Quelque chose sans cesse vous tire loin du sol.

 

De perte en perte, de mort en résurrection,

et jusqu’à la dernière qui se dérobera,

vous cherchez l’aile de la consolation.

 

Mais cela ne saurait apaiser votre peine,

même l’approfondit encore –

que la vie, la vie-même, et donc aussi l’inexorable mort

n’aient plus cours sur la planète humaine.

Qu’après vous, peut-être, plus rien ne soit

que déluge. »

 

« Retrouver la présence est le seul horizon du désir.

Vous marchez à pas lents dans les herbes blondies.

Chuchotement.

La sève remonte aux jambes avec la vigueur de l’enfance.

 

Le pollen des fleurs de pin poudre vos doigts et dépose sur l’eau des plaques jaunes.

Un couple de geais déchire la ramée d’éclairs bleus et de cris terribles.

Des rougeurs surgissent au bois des roses.

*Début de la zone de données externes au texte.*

PR #6404, opened 2025-02-03
tests: rework derivation stubbing

rycee:
### Description

Instead of having to manually stub packages that should not be downloaded we instead automatically stub all packages (except a small list of whitelisted ones). Tests can re-introduce the real package by using the `realPkgs` module argument.

### Checklist

    ```
    {component}: {description}

    {long description}
    ```


khaneliman:
Nice, looks like that shaved 12-15 minutes off CI!

rycee:
Yeah, I'll clean this up a little more and hopefully merge soon 🙂 But it's still quite slow and I don't see an obvious reason why, so I think it still needs a bit more investigation.

booxter:
This PR broke darwin tests completely. There are some differences in stdenvs for darwin and linux that affect the evaluation. I've shared this issue and PR with Darwin team on Matrix and we are a bit confused what's going on but seems like the `coreutils`, `jq`, `gnugrep`, `gettext` overrides affect Darwin stdenv stage1 builds for these derivations.

I don't know what the "right" fix here is (a revert or some smart fix for scrubbing logic that I am too ignorant to see), but I think Darwin tests should still work.

PR #5229, opened 2024-04-05
Add flake-parts module

MattSturgeon:
### Description

Add a [flake-parts](https://flake.parts) module, output as `flakeModules.home-manager` and `flakeModules.default`.

The module defines options for `flake.homeModules` and `flake.homeConfigurations`, based on the respective nixos equivalents; [`flake.nixosModules`](https://github.com/hercules-ci/flake-parts/blob/9126214d0a59633752a136528f5f3b9aa8565b7d/modules/nixosModules.nix) and [`flake.nixosConfigurations`](https://github.com/hercules-ci/flake-parts/blob/9126214d0a59633752a136528f5f3b9aa8565b7d/modules/nixosConfigurations.nix).

This is mostly useful for people who want to define modules or configs in multiple flake modules. Without the options, they can still be defined, but the definition must be unique.

I've added some initial documentation, although I don't know how to build/browse the docs to check it renders how I expect.

### Checklist

- [x] Change is backwards compatible.

- [x] Code formatted with `./format`.

- [ ] Code tested through `nix-shell --pure tests -A run.all` or `nix develop --ignore-environment .#all` using Flakes.

- [ ] Test cases updated/added. See [example](https://github.com/nix-community/home-manager/commit/f3fbb50b68df20da47f9b0def5607857fcc0d021#diff-b61a6d542f9036550ba9c401c80f00ef).

- [x] Commit messages are formatted like

    ```
    {component}: {description}

    {long description}
    ```

    See [CONTRIBUTING](https://nix-community.github.io/home-manager/#sec-commit-style) for more information and [recent commit messages](https://github.com/nix-community/home-manager/commits/master) for examples.

- If this PR adds a new module

  - [ ] Added myself as module maintainer. See [example](https://github.com/nix-community/home-manager/blob/068ff76a10e95820f886ac46957edcff4e44621d/modules/programs/lesspipe.nix#L6).

PR #6406, opened 2025-02-04
flake-module: revert rename 

khaneliman:
This reverts commit 066ba0c5cfddbc9e0dddaec73b1561ad38aa8abe.

### Description
Follow up to discussion https://github.com/nix-community/home-manager/pull/6392#issuecomment-2633445057 

### Checklist

    ```
    {component}: {description}

    {long description}
    ```

#### Maintainer CC
@rycee @teto @MattSturgeon

### DIFF
--- a/flake-module.nix
+++ b/flake-module.nix
@@ -14,12 +14,12 @@ in {
           that you can reference them in this or another flake's `homeConfigurations`.
         '';
       };
-      homeManagerModules = mkOption {
+      homeModules = mkOption {
         type = types.lazyAttrsOf types.deferredModule;
         default = { };
         apply = mapAttrs (k: v: {
           _class = "homeManager";
-          _file = "${toString moduleLocation}#homeManagerModules.${k}";
+          _file = "${toString moduleLocation}#homeModules.${k}";
           imports = [ v ];
         });
         description = ''
--- a/docs/manual/nix-flakes/flake-parts.md
+++ b/docs/manual/nix-flakes/flake-parts.md
@@ -22,7 +22,7 @@ you may wish to import Home Manager's flake module,
         inputs.home-manager.flakeModules.home-manager
       ];
       flake = {
-        # Define `homeManagerModules`, `homeConfigurations`,
+        # Define `homeModules`, `homeConfigurations`,
         # `nixosConfigurations`, etc here
       };
       # See flake.parts for more features, such as `perSystem`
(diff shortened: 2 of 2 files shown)


MattSturgeon (approved):

nyabinary:
I think homeManagerModules make more sense since it's more specific personally :3

MattSturgeon:
I'll attempt to summaries my arguments made in https://github.com/nix-community/home-manager/pull/6392:

IMO it is important that modules and configurations have a consistent output name.

Currently, `homeConfigurations` is well documented and is standardized by the `home-manager` CLI.

Additionally, these are also the names used by the somewhat established [flake schemas repo](https://github.com/DeterminateSystems/flake-schemas), that may eventually get merged into `nix` (https://github.com/NixOS/nix/pull/8892).

According to @teto, `homeModules` was also used in templates and/or less visible parts of documentation (prior to https://github.com/nix-community/home-manager/pull/5229).

The only strong argument I've seen against this is the module `class` name is currently `"homeManager"`, and it is often convention for the class-name to correlate with the flake output name. However, surely this argument _also_ applies to the configuration output name, is less user-facing, and something that could be addressed separately if needed.


> I think `homeManagerModules` [is] more specific

IMO, if we go down this route, we'd _also_ want to rename `homneConfigurations` -> `homeManagerConfigurations`, which is a _much_ more significant change.

teto:
the revert is coherent with the other discussion. Something about the `class` thing could be done but I confess I dont have a good grasp on the implications & it could be done later if need be. Can you rebase please ?

nyabinary:
wrong commit name btw :P you put homModules instead of homeModules

flake-module.nix
```diff
@@ -14,12 +14,12 @@ in {
...
         '';
       };
-      homeManagerModules = mkOption {
+      homeModules = mkOption {
         type = types.lazyAttrsOf types.deferredModule;
         default = { };
         apply = mapAttrs (k: v: {
-          _class = "homeManager";
-          _file = "${toString moduleLocation}#homeManagerModules.${k}";
+          _class = "home";
```
teto, line 21: this didn't appear in the originally reverted commit. Is it your change or a revert from another commit. I dont mind either way, as I suspect it affects only a very limited number of people, just wanted to know.

teto (approved):

flake-module.nix
khaneliman: There were a few changes to module since the original

MattSturgeon: I don't think it's correct to set the class to `"home"`

Based on others' comments, the class should still be `"homeManager"`

khaneliman: The only comment, that I can see, referring to the class mentions we could change it https://github.com/nix-community/home-manager/pull/6392#issuecomment-2634595310 if we wanted it to match the output.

Les mots s’éteignent doucement.

Au corps baigné d’azur tout redevient naissance. »

 

 

« Ce qui mérite qu’on tende l’oreille : une coquille qui se fend au creux des brindilles, une graine qui explose sous la croûte amollie par la pluie, le froissement d’une aile, un retour. »

 

 

« Aimer encore, aimer quand-même,

quand bien même l’hiver dans les cheveux et le bleu envolé des champs de lin qu’un regard avait peints à sa couleur ; quand bien même l’impossibilité de se connaître.

 

Parmi les souches noircies, après la tempête, danser encore.

Avec qui, pour avoir vu sa propre fêlure, saura vous aimer sans définition, telle que vous êtes ; divisée, contraire, à la fois puissante et fragile, égoïste et fraternelle ; qui saura vous tenir la main, encore, dans les jours décillés et passé le vif du saisissement. »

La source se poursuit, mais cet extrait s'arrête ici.